Medical marijuana may be beneficial in aiding addiction treatment for alcohol abuse and opioid dependency, according to a new study.

Researchers from the University of British Columbia (UBC) studied the relationship between marijuana use and mental health and tested its interaction with different illnesses. The findings, published in Clinical Psychology Review, suggest marijuana is a helpful tool for those suffering addictions to more harmful substances, like prescription painkillers. The team found the substance can have a promising effect on certain health conditions, but can adversely affect others, reports The Science Explorer.
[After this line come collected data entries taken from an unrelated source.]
PR #1110, opened 2022-07-07
Re-model LSP JSON-RPC with core.async channels

mainej:
This gives clients a uniform interface to conform to. They model messages as Clojure hashmaps, and put those messages to and take them from a pair of channels.

This cleans up the integration tests slightly, but is actually prep for https://github.com/clojure-lsp/lsp4clj/issues/8. Here, we're using this code to model a client, but we'll be able to use the same code to model a server. With tools to convert stdio to channels, we get a few benefits.

1. It will be easier to implement socket communication https://github.com/clojure-lsp/lsp4clj/issues/1 as a complement to stdio communication. We'll need to write the code that converts socket i/o to channels, but the client (or actually server) won't change.
2. It will be easier to write mocks for tests. The tests (even unit tests) can read from and write to a server's channels to make assertions about how it responds without having to understand the wire level of the LSP JSON-RPC protocol.
3. There will be a natural mechanism for concurrency. Servers can choose to read several messages from a channel, distributing each to a pool of workers.

### DIFF
--- a/cli/integration-test/integration/client.clj
+++ b/cli/integration-test/integration/client.clj
@@ -1,9 +1,8 @@
 (ns integration.client
   (:require
-   [cheshire.core :as json]
-   [clojure.java.io :as io]
-   [clojure.string :as string]
-   [integration.helper :as h])
+   [clojure.core.async :as async]
+   [integration.helper :as h]
+   [integration.lsp-json-rpc :as lsp-json-rpc])
   (:import
    [java.time LocalDateTime]
    [java.time.format DateTimeFormatter]))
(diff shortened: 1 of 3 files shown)


ericdallo (approved):
Looks good! Handling that communication with Clojure instead of raw messages makes things easier

mainej:
I'm going to merge this @ericdallo, but while working on https://github.com/clojure-lsp/lsp4clj/issues/8 I discovered that this code has a bug. It reads `Content-Length` characters but `Content-Length` is actually in _bytes_. It's working because the integration tests are all in ASCII (# characters == # bytes), but would break if they used non-ASCII characters.

Before I merge, I'll add a note about that. The long term fix is to wait for the https://github.com/clojure-lsp/lsp4clj/issues/8 work to be done. Then we can use the i/o -> channel helpers from lsp4clj in the integration test client.

PR #1113, opened 2022-07-10
Query xf

mainej:
@ericdallo what do you think of this refactoring? The idea was to extract the common things queries do into transducers. I think it's interesting how it makes the queries more declarative. It's also a nice way to encourage the correct use of `identical?` and `safe-equal?` But I can also see how it could make them less approachable for someone who was just scanning the code for the first time. Up to you whether to go this direction.


ericdallo (approved):
I think it's ok as it clarifies what some `comps` are doing, but it probably makes it a little bit trickier as well for people not used to the code to understand it? 

We can merge it and check how easy we/other people will think about this in the future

The research also showed that marijuana could aid those suffering from Post Traumatic Stress Disorder (PTSD) and depression.

“Research suggests that people may be using cannabis as an exit drug to reduce use of substances that are potentially more harmful, such as opioid pain medication,” Zach Walsh, lead researcher and associate professor of psychology at UBC, said in a statement. “In reviewing the limited evidence on medical cannabis, it appears that patients and others who have advocated for cannabis as a tool for harm reduction and mental health have some valid points.”

While no definitive conclusions can be drawn from the research, it adds to a small pool of evidence helping psychologists determine whether marijuana can be used in patient treatment. The researchers say marijuana holds promise in aiding those with depression, social anxiety and PTSD. They warn, however, that the substance can have a detrimental affect on those suffering from psychosis and bipolar disorder.

The psychologists note that research remains limited due to the federal government’s designation of marijuana as a Schedule 1 drug.

The findings come as opioid use surpasses tobacco use in America. Nationally, 37.8 percent of adult Americans are using some kind of painkiller, while 31.1 percent of adults in the U.S. use tobacco products.

Many people who overdose on substances like heroin began with a dependence on prescription painkillers, but switched after building high tolerances that made them too expensive. Activists for opioid addiction treatment are highly critical of the federal government for not doing more to curb the harms of prescription painkillers.